Records for this exercise START

PR #24, opened 2022-10-31
Metrics as resources

janstenpickle:
This returns each metric as a resource, meaning that it gets de-registered from the registry upon resource finalisation.

### DIFF
--- a/java/src/main/scala/prometheus4cats/javasimpleclient/internal/MetricCollectionProcessor.scala
+++ b/java/src/main/scala/prometheus4cats/javasimpleclient/internal/MetricCollectionProcessor.scala
@@ -18,18 +18,16 @@ package prometheus4cats.javasimpleclient.internal
 
 import java.util
 
+import alleycats.std.iterable._
 import alleycats.std.set._
-import cats.data.NonEmptyList
 import cats.effect.kernel._
 import cats.effect.std.Dispatcher
-import cats.syntax.applicativeError._
 import cats.syntax.flatMap._
 import cats.syntax.foldable._
 import cats.syntax.functor._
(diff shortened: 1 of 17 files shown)


java/src/main/scala/prometheus4cats/javasimpleclient/internal/MetricCollectionProcessor.scala
```diff
@@ -338,16 +354,11 @@ object MetricCollectionProcessor {
...
-      Logger[F].warn(e)(s"Failed to unregister a collector on shutdown.")
-    }
-
     Resource.make(acquire) { proc =>
-      handleError(Sync[F].delay(promRegistry.unregister(callbackHist))) >> handleError(
-        Sync[F].delay(
-          promRegistry.unregister(duplicateGauge)
-        )
-      ) >> handleError(Sync[F].delay(promRegistry.unregister(proc)))
+      Utils.unregister(callbackHist, promRegistry) >> Utils.unregister(
```
TimWSpence, line 358: Can these things throw? If so we need `guarantee` rather than `>>`. Same question for all the other occurrences, although most of them are just updating `Ref`s, which _should_ be safe

TimWSpence (approved):
Nice!

java/src/main/scala/prometheus4cats/javasimpleclient/internal/MetricCollectionProcessor.scala
janstenpickle: They can, the `unregister` uses `handleErrorWith` and logs the error. It doesn't help with cancellation, but I don't think that's worth worrying about on shutdown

Records for this exercise END

Reproduce every record that appears above, keeping the wording exact.

Your solution
PR #24, opened 2022-10-31
Metrics as resources

janstenpickle:
This returns each metric as a resource, meaning that it gets de-registered from the registry upon resource finalisation.

### DIFF
--- a/java/src/main/scala/prometheus4cats/javasimpleclient/internal/MetricCollectionProcessor.scala
+++ b/java/src/main/scala/prometheus4cats/javasimpleclient/internal/MetricCollectionProcessor.scala
@@ -18,18 +18,16 @@ package prometheus4cats.javasimpleclient.internal
 
 import java.util
 
+import alleycats.std.iterable._
 import alleycats.std.set._
-import cats.data.NonEmptyList
 import cats.effect.kernel._
 import cats.effect.std.Dispatcher
-import cats.syntax.applicativeError._
 import cats.syntax.flatMap._
 import cats.syntax.foldable._
 import cats.syntax.functor._
(diff shortened: 1 of 17 files shown)


java/src/main/scala/prometheus4cats/javasimpleclient/internal/MetricCollectionProcessor.scala
```diff
@@ -338,16 +354,11 @@ object MetricCollectionProcessor {
...
-      Logger[F].warn(e)(s"Failed to unregister a collector on shutdown.")
-    }
-
     Resource.make(acquire) { proc =>
-      handleError(Sync[F].delay(promRegistry.unregister(callbackHist))) >> handleError(
-        Sync[F].delay(
-          promRegistry.unregister(duplicateGauge)
-        )
-      ) >> handleError(Sync[F].delay(promRegistry.unregister(proc)))
+      Utils.unregister(callbackHist, promRegistry) >> Utils.unregister(
```
TimWSpence, line 358: Can these things throw? If so we need `guarantee` rather than `>>`. Same question for all the other occurrences, although most of them are just updating `Ref`s, which _should_ be safe

TimWSpence (approved):
Nice!

java/src/main/scala/prometheus4cats/javasimpleclient/internal/MetricCollectionProcessor.scala
janstenpickle: They can, the `unregister` uses `handleErrorWith` and logs the error. It doesn't help with cancellation, but I don't think that's worth worrying about on shutdown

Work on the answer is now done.